→ Records to use
PR #2699, opened 2022-03-29
use switch case in DetectNodeProvider

yxxhero:
Signed-off-by: yxxhero <aiopsclub@163.com>

use switch case in DetectNodeProvider

### DIFF
--- a/pkg/cluster/provider.go
+++ b/pkg/cluster/provider.go
@@ -113,13 +113,14 @@ var NoNodeProviderDetectedError = errors.NewWithoutStack("failed to detect any s
 // that logic will be in a public API as well.
 func DetectNodeProvider() (ProviderOption, error) {
 	// auto-detect based on each node provider's IsAvailable() function
-	if docker.IsAvailable() {
+	switch {
+	case docker.IsAvailable():
 		return ProviderWithDocker(), nil
-	}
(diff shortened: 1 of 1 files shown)


yxxhero:
@aojea ping

BenTheElder (commented):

→ Task
Your task is to quote, without any alteration, the lines running from the top of the records to the line that holds "provider's IsAvailable() function", both included.

→ Solution for this task
PR #2699, opened 2022-03-29
use switch case in DetectNodeProvider

yxxhero:
Signed-off-by: yxxhero <aiopsclub@163.com>

use switch case in DetectNodeProvider

### DIFF
--- a/pkg/cluster/provider.go
+++ b/pkg/cluster/provider.go
@@ -113,13 +113,14 @@ var NoNodeProviderDetectedError = errors.NewWithoutStack("failed to detect any s
 // that logic will be in a public API as well.
 func DetectNodeProvider() (ProviderOption, error) {
 	// auto-detect based on each node provider's IsAvailable() function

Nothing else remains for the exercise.